Downloading a Data Dictionary¶
Alation Version V R3 (5.6.x) and above
When Alation users fill their catalog with content - titles, descriptions, and custom field values - all this information about data becomes an important asset on its own.
If you want to export this information for analysis, you can use the data dictionary download to do that. Moreover, you can upload a data dictionary from a source file to bulk-update field values on a data source.
A Data Dictionary in Alation is a consolidated summary of all titles, descriptions, and custom field values which exist for a data source and its child data objects. It is a file that is generated on demand and “pulls in” all the information about this data source that is added to the catalog by users.
Note
Data dictionaries are only available for Data Source type of Sources - sources that connect Alation to databases.
The download of a data dictionary can be done for all the cataloged schemas of a data source or narrowed down to a particular child data object of this data source down to the table level. For example, you can download a data dictionary for one schema and its child tables or one table and its child columns. There is no ability to download the dictionary for one single data object without child objects if it has them.
Any data dictionary you download will include the key, title, description, and custom fields.
Key¶
key
is the qualified name of a data object in Alation which both identifies it and points to its “place” in the structure of the parent data object.
For example, ins.all_claims.claim_id is the key for the column claim_id
in the table all_claims
in the schema ins
in the data source the data dictionary of which is exported. The names of parent and child objects are separated with a dot.
The data source itself uses an empty key value.
Key Format Summary¶
Object |
Key |
data (for data sources) |
” “ |
schema |
“schema_name” |
table |
“schema_name.table_name” |
attribute (for columns) |
“schema_name.table_name.attribute_name” |
Title, Description, Custom Fields¶
title
is the Title field of the data objectdescription
is the Description field of the data objectcustom fields are the custom fields on the templates of the parent object and its child objects (schemas, tables, columns). For more information about templates and custom fields, see Creating Custom Fields for Catalog Pages.
The data dictionary does not include any technical metadata (such as, for example, the database name, schema types, table types, or data types).
Example:
Assume there is a data source in Alation that has 1 schema with two tables and two columns each. The data dictionary you can download from the catalog page of this data source will include the keys, titles, descriptions, and the custom fields associated with the catalog templates of the data source itself, its schema, the 2 tables, and the four columns.
Note
Custom field values that are propagated from Catalog Sets are not included in data dictionaries. For more on Catalog Sets, see Catalog Sets.
Data Dictionary Download Formats¶
You can download the data dictionary as:
CSV
XML
JSON
Downloading a Dictionary¶
To download a data dictionary,
Sign in to Alation and open the catalog page of a data source. If you want to download the complete data dictionary for this data source and all its child data objects, download from the data source page. If you need the data dictionary for one particular child data object (for example, one of the schemas or tables), then navigate to the catalog page of this data object and download from there.

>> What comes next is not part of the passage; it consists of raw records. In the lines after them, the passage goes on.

PR #67, opened 2016-12-21
Detailed error format

### LINKED ISSUE #53: BOLT 4: failure messages should contain channel_update (maybe + a message string?)

rustyrussell:
OK, this took way longer than I thought, but I think this works. Adds onto #61 and closes #53

### DIFF
--- a/02-peer-protocol.md
+++ b/02-peer-protocol.md
@@ -475,7 +475,7 @@ to be used for an incoming HTLC, leaving the node with unexpected
 liability.
 
 
-Thus the effective timeout of the HTLC is the `expiry`, plus some
+Thus the effective timeout of the HTLC is the `cltv-expiry`, plus some
 additional delay for the transaction which redeems the HTLC output to
 be irreversibly committed to the blockchain.
 
@@ -505,7 +505,7 @@ is destined, is described in [BOLT #4](04-onion-routing.md).
    * [8:channel-id]
    * [8:id]
    * [4:amount-msat]
-   * [4:expiry]
+   * [4:cltv-expiry]
    * [32:payment-hash]
    * [1254:onion-routing-packet]
 
--- a/02-peer-protocol.md
+++ b/02-peer-protocol.md
@@ -618,7 +618,11 @@ A receiving node MUST check that the `payment-preimage` value in
 A receiving node MUST fail the channel if the `BADONION` bit in
 `failure-code` is not set for `update-fail-malformed-htlc`.
 
-A receiving node which has an outgoing HTLC canceled by
+A receiving node MAY check the `sha256-of-onion` in
+`update-fail-malformed-htlc` and MAY retry or choose an alternate
+error response if it does not match the onion it sent.
+
+Otherwise, a receiving node which has an outgoing HTLC canceled by
 `update-fail-malformed-htlc` MUST return an error in the
 `update-fail-htlc` sent to the link which originally sent the HTLC
 using the `failure-code` given and setting the `additional` data to
@@ -632,6 +636,12 @@ A node which doesn't time out HTLCs risks channel failure (see
 If the onion is malformed, the upstream node won't be able to extract
 a key to generate a response, hence the special failure message which
 makes this node do it.
+
+The node can check that the SHA256 the upstream is complaining about
+does match the onion it sent, which may allow it to detect random bit
+errors.  Without re-checking the actual encrypted packet sent, however,
+it won't know whether the error was its own or on the remote side, so
+such detection is left as an option.
 
 ### Committing Updates So Far: `commitment_signed`
 
--- a/02-peer-protocol.md
+++ b/02-peer-protocol.md
@@ -566,14 +566,17 @@ still be under the maximum message size.  It also ensures that
 a single penalty transaction can spend the entire commitment transaction,
 as calculated in [BOLT #5](05-onchain.md#penalty-transaction-weight-calculation).
 
-### Removing an HTLC: `update_fulfill_htlc` and `update_fail_htlc`
+### Removing an HTLC: `update_fulfill_htlc`, `update_fail_htlc` and `update_fail_malformed_htlc`
 
 For simplicity, a node can only remove HTLCs added by the other node.
 There are three reasons for removing an HTLC: it has timed out, it has
 failed to route, or the payment preimage is supplied.
 
 The `reason` field is an opaque encrypted blob for the benefit of the
-original HTLC initiator as defined in [BOLT #4](04-onion-routing.md).
+original HTLC initiator as defined in [BOLT #4](04-onion-routing.md),
+but there's a special malformed failure variant for the case where
+our peer couldn't parse it; in this case the current node encrypts
+it into a `update_fail_htlc` for relaying.
 
 1. type: 130 (`update_fulfill_htlc`)
 2. data:
@@ -590,6 +593,15 @@ For a timed out or route-failed HTLC:
    * [2:len]
    * [len:reason]
 
+For a unparsable HTLC:
+
+1. type: 133 (`update_fail_malformed_htlc`)
+2. data:
+   * [8:channel-id]
+   * [8:id]
+   * [4:failure-code]
+   * [32:sha256-of-onion]
+
 #### Requirements
 
 A node SHOULD remove an HTLC as soon as it can; in particular, a node
@@ -603,17 +615,23 @@ A receiving node MUST check that the `payment-preimage` value in
 `update-fulfill_htlc` SHA256 hashes to the corresponding HTLC
 `payment-hash`, and MUST fail the channel if it does not.
 
-A receiving node which closes an incoming HTLC in response to an
-`update-fail-htlc` message on an offered HTLC MUST copy the `reason`
-field to the outgoing `update-fail-htlc`.
+A receiving node MUST fail the channel if the `BADONION` bit in
+`failure-code` is not set for `update-fail-malformed-htlc`.
 
+A receiving node which has an outgoing HTLC canceled by
+`update-fail-malformed-htlc` MUST return an error in the
+`update-fail-htlc` sent to the link which originally sent the HTLC
+using the `failure-code` given and setting the `additional` data to
+`sha256-of-onion`.
 
 #### Rationale
-
 
 A node which doesn't time out HTLCs risks channel failure (see
 "Risks With HTLC Timeouts").
 
+If the onion is malformed, the upstream node won't be able to extract
+a key to generate a response, hence the special failure message which
+makes this node do it.
 
 ### Committing Updates So Far: `commitment_signed`
 
--- a/02-peer-protocol.md
+++ b/02-peer-protocol.md
@@ -587,7 +587,8 @@ For a timed out or route-failed HTLC:
 2. data:
    * [8:channel-id]
    * [8:id]
-   * [154:reason]
+   * [2:len]
+   * [len:reason]
 
 #### Requirements
 
--- a/04-onion-routing.md
+++ b/04-onion-routing.md
@@ -429,13 +429,13 @@ Blinding is done by computing a blinding factor from the node's public key and t
 The blinding factor is the result of serializing the node's public key into its compressed format, appending the shared secret and computing the `SHA256` hash.
 The blinded EC point then is the result of the scalar multiplication between the EC point and the blinding factor.
 
-## Returning Messages
+## Returning Errors
 
-The protocol includes a simple mechanism to return messages to the origin node.
-The returned messages may either be failures reported by any intermediate hop, or a success message from the final node.
-The format of the forward packet is not usable for the return path, since no node other than the origin has the required information.
+The protocol includes a simple mechanism to return encrypted error messages to the origin node.
+The returned messages may either be failures reported by any intermediate hop, or the final node.
+The format of the forward packet is not usable for the return path, since no node other than the origin has the required information.  Note that these error messages are not reliable, as they are not placed on-chain in the case of node failure.
 
-Intermediate hops store the shared secret on from the forward path along and reuse it to obfuscate the return packets on each hop.
+Intermediate hops store the shared secret from the forward path and reuse it to obfuscate the error packet on each hop.
 In addition each node locally stores the previous hop it received the forward packet from, in order to determine where to send an eventual return packet.
 The node returning the message builds a return packet consisting of the following fields:
 
--- a/04-onion-routing.md
+++ b/04-onion-routing.md
@@ -442,12 +442,15 @@ Intermediate hops store the shared secret from the forward path and reuse it to 
 In addition each node locally stores the previous hop it received the forward packet from, in order to determine where to send an eventual return packet.
 The node returning the message builds a return packet consisting of the following fields:
 
- - `hmac` (20 bytes): an HMAC authenticating the remainder of the packet, with a key using the above key generation with key type "_um_".
- - `failure code` (4 bytes)
- - `additional length` (2 bytes): the length of any additional protocol level message attached as additional information.
- - `additional` (variable): as specified under "Failure Codes" below.
- - `pad length` (2 bytes): the length of `pad`.
- - `pad` (variable): extra bytes to conceal length.
+1. data:
+   * [20:hmac]
+   * [4:failure-code]
+   * [2:additional-len]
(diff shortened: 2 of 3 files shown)


04-onion-routing.md
```diff
@@ -463,6 +463,163 @@ Having the shared secrets of all intermediate nodes it can unwrap the packet unt
...
+The following failure codes are supported.  A node MUST select one of
+these failure codes when creating an error message, and MUST include the
+appropriate `additional` data.
+
+In the case of more than one error, a node SHOULD select the first one
+listed.
+
+The top byte of the failure code can be read as a set of flags:
+* 0x80000000 (BADONION): unparsable onion, encrypted by previous node.
+* 0x80000000 (PERM): permanent failure (otherwise transient)
```
cdecker: `PERM` and `BADONION` have the same prefix. And is there a reason we use the most significant nibble?

04-onion-routing.md
```diff
@@ -463,6 +463,163 @@ Having the shared secrets of all intermediate nodes it can unwrap the packet unt
...
+
+1. type: BADONION|PERM|4 (`invalid_onion_version`)
+2. data:
+   * [32:sha256-of-onion]
+
+If the ephemeral key in the onion is invalid:
+
+1. type: BADONION|PERM|5 (`invalid_onion_key`)
+2. data:
+   * [32:sha256-of-onion]
```
cdecker: I don't think we can distinguish a tampered onion packet from a tampered ephemeral key, since they both may end up producing garbage. We capture both cases with the HMAC.

04-onion-routing.md
```diff
@@ -463,6 +463,163 @@ Having the shared secrets of all intermediate nodes it can unwrap the packet unt
...
+
+If an otherwise unspecified transient error occurs for the outgoing
+channel (eg. peer unresponsive):
+
+1. type: 6 (`temporary_channel_failure`)
+
```
cdecker: Would this also include channel exhaustion?

04-onion-routing.md
```diff
@@ -463,6 +463,163 @@ Having the shared secrets of all intermediate nodes it can unwrap the packet unt
...
+1. type: PERM|14 (`incorrect_payment_amount`)
+
+If the `cltv-expiry` is too low, the final node MUST fail the HTLC:
+
+1. type: 15 (`final_expiry_too_soon`)
+
+### Receiving Failure Codes
+
+If the sending node is the final node:
```
cdecker: We should specify that this is the node sending the error, not the node initiating the transfer.

04-onion-routing.md
```diff
@@ -463,6 +463,163 @@ Having the shared secrets of all intermediate nodes it can unwrap the packet unt
...
+  * The origin node MAY queue the `channel_update` for broadcast.
+* Otherwise, the origin node SHOULD eliminate the channel outgoing
+  from the sending node from consideration.
+  * If the PERM bit is not set, the origin node SHOULD restore the
+    channel as it sees a new `channel_update`.
+* The origin node SHOULD then retry routing and sending the payment.
+
+The origin node MAY use the data specified in the various types of
+failure for debugging purposes.
+
```
cdecker: What happens if we receive an error with an unknown type?

02-peer-protocol.md
```diff
@@ -590,6 +593,15 @@ For a timed out or route-failed HTLC:
...
    * [len:reason]
 
+For a unparsable HTLC:
+
+1. type: 133 (`update_fail_malformed_htlc`)
+2. data:
+   * [8:channel-id]
+   * [8:id]
+   * [4:failure-code]
+   * [32:sha256-of-onion]
```
cdecker: The `onion` refers to the full serialized onionpacket in the `update_add_htlc`, not any specific part of the onion right? Alternatively we could use the HMAC internal to the onionpacket, but we'd need to hand it one layer up.

02-peer-protocol.md
```diff
@@ -607,13 +619,22 @@ A receiving node which closes an incoming HTLC in response to an
 `update-fail-htlc` message on an offered HTLC MUST copy the `reason`
 field to the outgoing `update-fail-htlc`.
 
+A receiving node MUST fail the channel if the `BADONION` bit in
+`failure-code` is not set for `update-fail-malformed-htlc`.
```
cdecker: If I remember correctly the `failure-code` is opaque to the nodes forwarding the error, due to encryption. So this would only affect the first hop, i.e., transfer origin to first node in the path, despite the failure creator setting these bits. It'd allow anybody on a path kill that first channel, potentially uncovering the true origin. The alternative is to push the `failure-code` into the cleartext, which has other issues.

02-peer-protocol.md
```diff
@@ -607,13 +619,22 @@ A receiving node which closes an incoming HTLC in response to an
...
+`additional-data` to `sha256-of-onion`.
 
+#### Rationale
 
 A node which doesn't time out HTLCs risks channel failure (see
 "Risks With HTLC Timeouts").
 
+If the onion is malformed, the upstream node won't be able to extract
+a key to generate a response, hence the special failure message which
+makes this node do it.
```
cdecker: Good catch :+1:

04-onion-routing.md
```diff
@@ -444,13 +444,13 @@ The node returning the message builds a return packet consisting of the followin
...
- - `additional` (variable): a protocol level message, preceeded by the
-   its `type`, as defined by other specifications. For example a route
-   failure MAY include a `channel_update` message to inform the sender
-   that a channel is no longer usable.
+ - `additional` (variable): as specified under "Failure Codes" below.
+ - `pad length` (2 bytes): the length of `pad`.
+ - `pad` (variable): extra bytes to conceal length.
+
+The node SHOULD set `pad` such that the `additional length` plus `pad length` is equal to 128.
+This is 30 bytes longer than then the longest currently-defined message.
```
cdecker: I assume the pad length would eventually allow us to pad to other lengths in the future?

cdecker: Looking back to 27576f79463070398841e359a67be6763639b248, it seems we are specifying the length multiple times, once as payload length in the `update_fail_htlc` and once here as `pad length`. It's not like we do anything with the trailer (except include it in the HMAC computation) so we may as well drop `pad length` here.

02-peer-protocol.md
```diff
@@ -587,7 +587,8 @@ For a timed out or route-failed HTLC:
 2. data:
    * [8:channel-id]
    * [8:id]
-   * [154:reason]
+   * [2:len]
+   * [len:reason]
```
cdecker: Nevermind, efd970fd0de0e5fc7ca9ebe56a02c7c0d29e3131 re-establishes constant size.

04-onion-routing.md
```diff
@@ -429,13 +429,13 @@ Blinding is done by computing a blinding factor from the node's public key and t
...
 
-The protocol includes a simple mechanism to return messages to the origin node.
-The returned messages may either be failures reported by any intermediate hop, or a success message from the final node.
-The format of the forward packet is not usable for the return path, since no node other than the origin has the required information.
+The protocol includes a simple mechanism to return encrypted error messages to the origin node.
+The returned messages may either be failures reported by any intermediate hop, or the final node.
+The format of the forward packet is not usable for the return path, since no node other than the origin has the required information.  Note that these error messages are not reliable, as they are not placed on-chain in the case of node failure.
 
-Intermediate hops store the shared secret on from the forward path along and reuse it to obfuscate the return packets on each hop.
+Intermediate hops store the shared secret on from the forward path along and reuse it to obfuscate the error packet on each hop.
```
rustyrussell: Wow, I didn't even see that!

04-onion-routing.md
rustyrussell: Err, yeah. Fixed.

We could really use 2-byte error codes, but since you chose 4, I just started from the top bit down.

04-onion-routing.md
rustyrussell: Yes, this just covers grossly malformed: if onion key doesn't start with 0x2 or 0x3, it's invalid, for example; we can't even pretend to use it.

We should add another BADONION code for bad HMAC.

04-onion-routing.md
rustyrussell: Yep, exactly.

04-onion-routing.md
rustyrussell: yep, reworded.

02-peer-protocol.md
rustyrussell: Only your direct peer can send you update-fail-malformed-htlc: if it receives it from an upstream node it converts it to a normal update-fail-htlc.

It should *never* be trying to induce you send an update-fail-htlc with some random failure code!

cdecker: Ah, I mixed the two update-fail variants, ok. so this seems safe.

cdecker:
TIL Github magic would have allowed you to push your changes onto the `patch-04` branch on `cdecker/lightning-rfc`, which avoids opening new PRs :wink:

04-onion-routing.md
```diff
@@ -456,6 +466,169 @@ Having the shared secrets of all intermediate nodes it can unwrap the packet unt
...
+
+If a node has requirement advertised in its `node_announcement`
+`features` which were not present in the onion:
+
+1. type: PERM|NODE|3 (`required_node_feature_missing`)
+
+A forwarding node MAY return one of the following errors, the final
+node MUST NOT:
+
+If the onion version byte is unknown:
```
Roasbeef: Should the three errors below really be a permanent failure? If I'm reading this correctly, then a `PERM` failure causes the node which originally sent the HTLC to remove the link that failed from their channel graph. In this case, it seems a bit extreme as

02-peer-protocol.md
```diff
@@ -566,14 +566,17 @@ still be under the maximum message size.  It also ensures that
...
 
 For simplicity, a node can only remove HTLCs added by the other node.
 There are three reasons for removing an HTLC: it has timed out, it has
 failed to route, or the payment preimage is supplied.
 
 The `reason` field is an opaque encrypted blob for the benefit of the
-original HTLC initiator as defined in [BOLT #4](04-onion-routing.md).
+original HTLC initiator as defined in [BOLT #4](04-onion-routing.md),
+but there's a special malformed failure variant for the case where
+our peer couldn't parse it; in this case the current node encrypts
```
cdecker: Wait, didn't we discuss this in Milan? I thought we agreed just to send back the hash of the message as we got it from our predecessor, I don't see the advantage in returning the whole packet.

04-onion-routing.md
cdecker: Well I understood the `PERM` bit as saying "I will fail this in the future as well if you retry", which for `BADONION|PERM|4` is correct, because the node will always reject any future onion with this version. It doesn't really result in the edge being removed.

04-onion-routing.md
```diff
@@ -456,6 +466,169 @@ Having the shared secrets of all intermediate nodes it can unwrap the packet unt
...
+
+If the ephemeral key in the onion is unparsable:
+
+1. type: BADONION|PERM|5 (`invalid_onion_key`)
+2. data:
+   * [32:sha256-of-onion]
+
+If the onion HMAC is incorrect:
+
+1. type: BADONION|PERM|6 (`invalid_onion_hmac`)
```
cdecker: If I'm not mistaken we can't really distinguish between the onion-key being invalid and the HMAC being invalid (unless the onion-key simply is not a valid secp point), not sure whether differentiating here is sensible.

02-peer-protocol.md
rustyrussell: Let's be clear,  C will see a bad MAC, and send ipdate_fail_malformed_htlc with  BADONION|PERM|6 + sha256(onion).  B could (in theory) check this sha, see C is on crack, and re-send (or close all channels with C because it's wigging out, and send back a permanent failure).  But if it doesn't, it encapsulates this into a normal fail message and pushed it back to A.

Now, A doesn't know if it's B or C's fault that it got garbage (it sees the SHA is wrong), but it doesn't really care: it discards that B->C channel from consideration and retries.  Which is kind of the Right Thing.

02-peer-protocol.md
```diff
@@ -606,13 +619,22 @@ A receiving node which closes an incoming HTLC in response to an
 `update-fail-htlc` message on an offered HTLC MUST copy the `reason`
 field to the outgoing `update-fail-htlc`.
 
+A receiving node MUST fail the channel if the `BADONION` bit in
+`failure-code` is not set for `update-fail-malformed-htlc`.
 
-#### Rationale
+A receiving node which closes an incoming HTLC in response to an
```
rustyrussell: Yeah, wording is awkward, I prefer yours.

It currently copies the entire reason field (which is failure-code + sha256-of-onion + anything we add later).  I think that's clearer for the bitflip case, but...

Perhaps we should tighten the spec, and say all BADONION messages MUST have contain only the sha256-of-onion as `reason`, and the node receiving update-fail-malformed-htlc MAY choose a different failure (or retransmission) if it does not match the onion it sent?

That allows you do detect bitflips from C and choose what to do.  I expect most will simply punt upstream.

04-onion-routing.md
rustyrussell: onion key has a 02 or 03 prefix; basically, parse failure.

04-onion-routing.md
rustyrussell: It's a corner case, which should Never Happen.  Something has gone terribly wrong: if it's the initiator's bug, it should leave the network and go home :)  If it's the forwarding node, you don't want to use it again.

I kind of erred on the side of caution: avoid the channel altogether in future.  Perhaps once you upgrade your software you'll want to undo that, though...

rustyrussell:
> One case I think is currently missing from this PR is the case that a node receive an incoming HTLC, but the current available capacity on the outgoing link is unable to carry the value of the HTLC. Following the schema outlined in the PR, I think this would be of base type UPDATE, with the additional data being the current available capacity of the channel. Such an error type would allow node to incrementally build up a view of the available capacity of all channels as failures occur, which can be used as supplemental real-time data when performing path finding.

For the moment, this would fall under `temporary_channel_failure`.  We could add another type, but the channel broadcasts do not (currently) include any capacity information, so no point sending that.

There are two capacity limits which could be hit: max number of htlcs, and limited funds.  I can see us adding more sophisticated limits in future (eg. total dust limit, to reduce the total number of sub-dust htlcs), and even implementing Random Early Drop to try to obfuscate limits.

The danger with providing finer grained information is exactly the problem of mapping the network; I think More Research Needed before we add this?

04-onion-routing.md
cdecker: Right, that'd be the case of an invalid key :+1:

Roasbeef:
>  but the channel broadcasts do not (currently) include any capacity information

Well they implicitly carry capacity information as they reference as particular output within the chain. This implicit capacity can and should be use by nodes when selecting a potential route for a payment during path finding. As you note this doesn't include a node's link-level constraints such as max-htlcs, min-htlc, dust-limit, etc.

> think More Research Needed before we add this?

Agreed, there're quite a number of tradeoffs that need to be explored on a live network.

04-onion-routing.md
```diff
@@ -511,15 +511,15 @@ If the onion version byte is unknown:
 2. data:
    * [32:sha256-of-onion]
 
-If the ephemeral key in the onion is unparsable:
+If the onion HMAC is incorrect:
```
cdecker: I don't think HMAC is the first check, if we can't parse the ephemeral key, then we can't generate the secret needed for the HMAC verification. So the check of the ephemeral key is implicitly done first. But let's not bike-shed this, I'm fine with either order :wink:

cdecker:
ACK edd4d75add43206af15d86cba4819394bfb66c12

rustyrussell:
OK, rebased and squashed fixes, thanks everyone!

In the upper-right corner, click More then click Download a Dictionary. The Download Dictionary dialog will open.
In the dialog, select the file format: CSV, XML, or JSON - and click Download. In releases V R3 (5.6.x) to V R5 (5.9.x), the data dictionary will be downloaded to your computer. Starting from V R6 (5.10.x), the download will happen asynchronously: Asynchronous Data Dictionary Download. The name of the data dictionary file will include the data source and the object IDs. For example:
data_dict_72_data_72
means it is a data dictionary for the data source (object typedata
) with ID72
; anddata_dict_72_table_1810
means it is a data dictionary for the table with ID1810
in data source with ID72
.
N/A vs. Empty Values¶
In the data dictionary file that you download, you may see empty values
for some of the fields, and N/A
values for some other.
An empty value - an empty space separated by the delimiter - means that the field does
exist for the data object described by this current line of the
dictionary, but the value has not been filled.
Also the values propagated from Catalog Sets will be reflected as empty values.
The N/A
value can mean:
the given field is not associated with this particular data object template and the value does not exist for this data object.
User does not have permission to view this field
Example¶
The following data dictionary lines (CSV):
key,title,description,executive summary,short description,countries,department
,Redshift,,N/A,N/A,"[""Germany"", ""Canada"", ""Korea""]",N/A
mean that:
There is no “key” value for the data object described by this row of values (it is a data source)
There is also no description (empty value)
The fields “executive summary” ,”short description”, and “department” either do not apply to this data object and do not exist on its page template in Alation or the user does not have permission to view them.